Appearance
Index Jobs
An index job discovers and extracts new records for a dataset.
Parameters
| Parameter | Description | Default |
|---|---|---|
topic | Research topic passed to the agent | required |
schema | Schema to use for extraction | required |
output | Dataset name for results | required |
maxIterations | Maximum agent loop iterations | 40 |
seedUrls | URLs to scrape first, before any searches | — |
Getting more results
Increase maxIterations
Each iteration is one LLM decision round — more iterations means more searches and scrapes. Set it to 80–120 for thorough coverage.
Add seedUrls to your schema
The biggest practical win. Point the agent directly at known comparison portals so it doesn't spend iterations finding them:
typescript
const schemaDef: SchemaDefinition = {
// ...
seedUrls: [
"https://www.comparis.ch/telecom/mobile/vergleich",
"https://www.moneyland.ch/de/3a-konto-vergleich",
],
};Run multiple times on the same dataset
You can run the same index job repeatedly with different seed URLs or topic phrasings and point them all at the same output dataset. Deduplication runs at write time — new records are merged in, duplicates are skipped.
bash
# First pass — comparison portals
npm start -- index --topic "Swiss mobile plans 2025" --schema schemas/mobile.ts --output mobile-plans
# Second pass — different angle, same dataset
npm start -- index --topic "Schweizer Mobilabo Vergleich Preise" --schema schemas/mobile.ts --output mobile-plansThe agent loop
The index agent is a standard LLM tool-use loop. Each iteration sends the full conversation to the model, processes whatever tools it calls, feeds the results back, and repeats.
What's in each message
The conversation has three layers:
System prompt (rebuilt each iteration) — contains the schema field list, the workflow instructions, the seed URLs to visit first, and two dynamic sections injected fresh every round:
Already scraped— the full list of visited URLs, so the model never revisits a pageRecords collected so far— the running count
Message history — alternating assistant and user turns. The assistant turn contains the model's reasoning text and its tool call blocks. The user turn contains one tool_result block per tool call, with the actual data returned (search URLs, scraped markdown, extraction confirmations).

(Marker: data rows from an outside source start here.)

PR #291, opened 2019-05-30
Split child node strings in environment set keys with underscores

NickyMateev:
# Split child nodes in environment set with underscore

## Motivation

Currently when a new property is added to a configuration struct and in the cases it doesn't have `mapstructure` tag, the name used for generation of the set of environment variables will use the lowercased field name of the property.

This is okay when the new property is a single word, for example let's look at the following config:

```go
type Settings struct {
	Version    string 
	ClientID          string `mapstructure:"client_id" description:"id of the client from which the token must be issued"`
	SkipSSLValidation bool   `mapstructure:"skip_ssl_validation" description:"whether to skip ssl verification when making calls to external services"`
	TokenBasicAuth    bool   `mapstructure:"token_basic_auth" description:"specifies if client credentials to the authorization server should be sent in the header as basic auth (true) or in the body (false)"`
}

```

This would translate to the following environment set keys:
```
api.version
api.client_id
api.skip_ssl_validation
api.token_basic_auth
```

When the property name consists of multiple words things look a little different:

```go
type Settings struct {
	TokenIssuerURL    string 
	ClientID          string `mapstructure:"client_id" description:"id of the client from which the token must be issued"`
	SkipSSLValidation bool   `mapstructure:"skip_ssl_validation" description:"whether to skip ssl verification when making calls to external services"`
	TokenBasicAuth    bool   `mapstructure:"token_basic_auth" description:"specifies if client credentials to the authorization server should be sent in the header as basic auth (true) or in the body (false)"`
}
```

Now the result would be the following environment set keys:
```
api.tokenissuerurl
api.client_id
api.skip_ssl_validation
api.token_basic_auth
```

For the sake of consistency and with the intention to not create unexpected bugs this PR aims to fix this and introduce a change which will ensure that all child properties which are not tagged with `mapstructure` will have their names not only lowercased, but also split by underscores.

So now the above scenario would look like so:
```
api.token_issuer_url
api.client_id
api.skip_ssl_validation
api.token_basic_auth
```

## Approach

Before lowercasing the env key, the last child element is fetched and using a utility function the child element string has underscores inserted into it.

## Pull Request status

* [x] Initial implementation

### DIFF
--- a/pkg/env/helpers.go
+++ b/pkg/env/helpers.go
@@ -19,6 +19,7 @@ package env
 import (
 	"reflect"
 	"strings"
+	"unicode"
 
 	"github.com/fatih/structs"
 )
@@ -94,7 +95,11 @@ func buildDescriptionTreeWithParameters(value interface{}, tree *descriptionTree
 		if index == -1 {
 			index = 0
 		}
-		key := strings.ToLower(buffer[0:index])
+		split := strings.Split(buffer[0:index], ".")
+		lastChild := split[len(split)-1]
+		split[len(split)-1] = underscoreSplit(lastChild)
+
+		key := strings.ToLower(strings.Join(split, "."))
 		*result = append(*result, configurationParameter{Name: key, DefaultValue: value})
 		tree.Children = nil
 		return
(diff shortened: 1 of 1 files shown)


NickyMateev:
Not necessary, right now - closing this.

Initial user message — always messages[0], never trimmed: Research topic: "<topic>"\n\nFind all available data matching the schema.
Context window trimming
The conversation is trimmed after every iteration to stay within token limits. The initial user message is always kept. Only the last 4 assistant+user pairs are retained — older iterations are dropped. The system prompt compensates by carrying the visited URL list and record count, so the model has enough context to continue without the full history.
Parallel tool calls
The model can call multiple tools in a single response. All tool calls in one response are dispatched concurrently with Promise.all. To prevent duplicate scrapes within the same batch, URLs are marked as visited before dispatching — a second scrape_url for the same URL in the same iteration gets an immediate "URL already scraped" result.
Depth tracking
Each URL gets a depth value: seed URLs and search results start at 0, links found on a scraped page inherit depth + 1. If the agent tries to scrape a URL that has exceeded maxDepth, it gets an error result instead. This prevents runaway link-following several hops from the original sources.
How finish works — and when it's rejected
When the model calls finish, the loop checks three conditions before accepting it:
- Too few pages scraped — must have visited at least
maxIterations × 0.8URLs - Too few records — fewer than 5 records after visiting 5+ pages
- Unvisited comparison-only providers — providers seen only on comparison sites with no official page scraped yet (up to 5 named in the rejection message)
If any condition fails and there are more than 3 iterations left, finish is rejected with a message explaining exactly what's missing. The model gets this as a tool_result and continues. If the agent is within 3 iterations of the limit, finish is accepted regardless.
Stopping conditions
The loop ends when any of these occur:
| Condition | Notes |
|---|---|
finish accepted | Normal completion |
stop_reason === "end_turn" | Model stopped without calling a tool |
| Iteration limit reached | maxIterations exhausted |
| Job cancelled | AbortSignal fired from the UI cancel button |
| Unrecoverable API error | 5xx after 3 retries, or non-retryable error |
Retryable errors (5xx, rate limits, overloaded) are retried up to 3 times with 5s/10s/15s delays before the loop aborts.
Record tagging
Every record gets:
_dataSource:"comparison"or"official"— where it was extracted from_lastUpdated: ISO date of extraction
When the same record is found on both a comparison site and an official page, the official version is kept and any blank fields are filled from the comparison version.